PR #29, opened 2024-08-10
c2pa_api: remove double return statement

iameli-streams:
I'm assuming this was a typo?


gpeacock (approved):

iameli-streams:
Looks like this was fixed upstream.

PR #34, opened 2024-09-14
Performance improvement when signing using file paths.

gpeacock:
sign_file now uses Rust file i/o for performance.
sign_ps256 takes bytes instead of a file path.
added benchmark test for signing.


dyro (approved):
Nice use of benchmark 👍

PR #35, opened 2024-09-16
update perl to 5.30 in the build container

andrewhalle:
There's currently an [OpenSSL build failure][0] caused by the manylinux container having too old a version of Perl.

The workaround is to update to a newer version of Perl.

[0]: https://github.com/openssl/openssl/issues/25366


gpeacock (approved):

dyro:
Closing as we went with the openssl-src fix instead.

PR #39, opened 2024-09-18
Release notes for v0.5.2 

crandmck:
Release notes for v 0.5.2.

Also added a note about how to determine what version you've installed and how to update.


README.md
```diff
@@ -292,10 +302,22 @@ deactivate
 
 ## Release notes
 
+### Version 0.5.2
+
+New features:
+
+- DER fix
```
gpeacock: -  Allow EC signatures in DER format from signers and verify signature format during validation.
- Fixes bug in signing BMFF formats.
- Adds the ability to verify PDF files (but not to sign them).
- 2x or better speed improvement on sign_file when using file paths (uses native Rust file I/O).
- fixes for RIFF and GIF formats.

gpeacock (changes requested):

gpeacock (approved):

PR #43, opened 2024-10-01
feat: Adds Reader.from_manifest_data_and_stream along with set_remote_url and set_no_embed.

gpeacock:


c2pa/c2pa_api/c2pa_api.py
```diff
@@ -36,9 +36,12 @@
 # reader = Reader("image/jpeg", open("test.jpg", "rb"))
 # json = reader.json()
 class Reader(api.Reader):
-    def __init__(self, format, stream):
+    def __init__(self, format, stream, manifest_data=None):
         super().__init__()
-        self.from_stream(format, C2paStream(stream))
+        if manifest_data is not None:
```
tmathern, line 41: Is there any chance that the manifest_data could be blank (e.g. ` ` or any variation of whatever could be considered blank). Do we need special care around that?

src/lib.rs
```diff
@@ -121,6 +134,25 @@ impl Builder {
         Ok(())
     }
 
+    /// Set to true to disable embedding a manifest 
+    pub fn set_no_embed(&self) -> Result<()> {
+        if let Ok(mut builder) = self.builder.try_write() {
+            builder.set_no_embed(true);
+        } else {
+            return Err(Error::RwLock);
```
tmathern, line 142: Question: Is this to poison the lock or... ?

c2pa/c2pa_api/c2pa_api.py
gpeacock: This option is allow verifying a sidecar or remote manifest. If we have retrieved a .c2pa manifest store from our cloud or a sidecar, we can pass it in along with an associated asset to see if it verifies. If the manifest_data is not a correctly structured binary .c2pa we will return errors reporting it.
I should add a ticket somewhere to do more type checking at a higher level, If you pass the wrong type of parameter, it will get caught, but the error messages are obscure ones from the binding layer.

src/lib.rs
gpeacock: This is here because the uniffi tool we use to generate python bindings does not support mutable parameters. So we add an internal check to ensure there is only one mutable access at a time.

crandmck:
Should we add something to the docs (i.e. README) about these new functions?

src/lib.rs
dyro: We could use atomics here in `Buidler` to get around this eventually, if we end up having to have these binding layers hold on to a Mutex because of the Uniffi requirements of no mut vars as params. Not something that needs to be done for this PR, but it may make our lives easier down the road. 

```rust
use std::sync::atomic::{AtomicBool, Ordering};

struct Builder {
    no_embed: AtomicBool
}

impl Builder {
    pub fn set_no_embed(&self, value: bool) {
        self.no_embed.store(value, Ordering::Relaxed)
    }
}


fn main() {
    let b = Builder {
        no_embed: AtomicBool::new(true)
    };
    
    
    b.set_no_embed(true);
    
    // note how b, defined above, is not mutable. 
    std::thread::scope(|s| {
        let _ = s.spawn(|| b.set_no_embed(false));
        let _ = s.spawn(|| b.set_no_embed(true));
        let _ = s.spawn(|| b.set_no_embed(false));
    });
}
```

dyro (approved):
Looks good! Posted an idea now how to prevent the Mutex in bindings layers, but definitely not required to get this PR in.

scouten-adobe (approved):
No concerns on the Rust side. I don't know enough Python to review that side.

gpeacock:
> Looks good! Posted an idea now how to prevent the Mutex in bindings layers, but definitely not required to get this PR in.

Thanks for the suggestion. I'd rather not redefine the Builder structure for the Python bindings. But we could look into alternatives if this locking turns out to be an issue.

PR #45, opened 2024-10-07
Fix order of arguments in Reader init

barnjamin:
The arguments are swapped here based on what is generated for the bindings

Also wrapping the `stream` argument in a C2paStream like the other branch in the init fn


gpeacock (commented):
Thanks for catching this, I just pushed another PR with this fix along with unit test fixes that should have caught it.

gpeacock:
This fix was made along with others in https://github.com/contentauth/c2pa-python/pull/47
Thank you!

barnjamin:
Sure! I realize #47 is merged but I made a comment on it anyway https://github.com/contentauth/c2pa-python/pull/47#discussion_r1793286916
________________________
§ **Task prompt**
Your answer should be all lines from the data that contain "notes".

§ **Result**
Release notes for v0.5.2 
Release notes for v 0.5.2.
 ## Release notes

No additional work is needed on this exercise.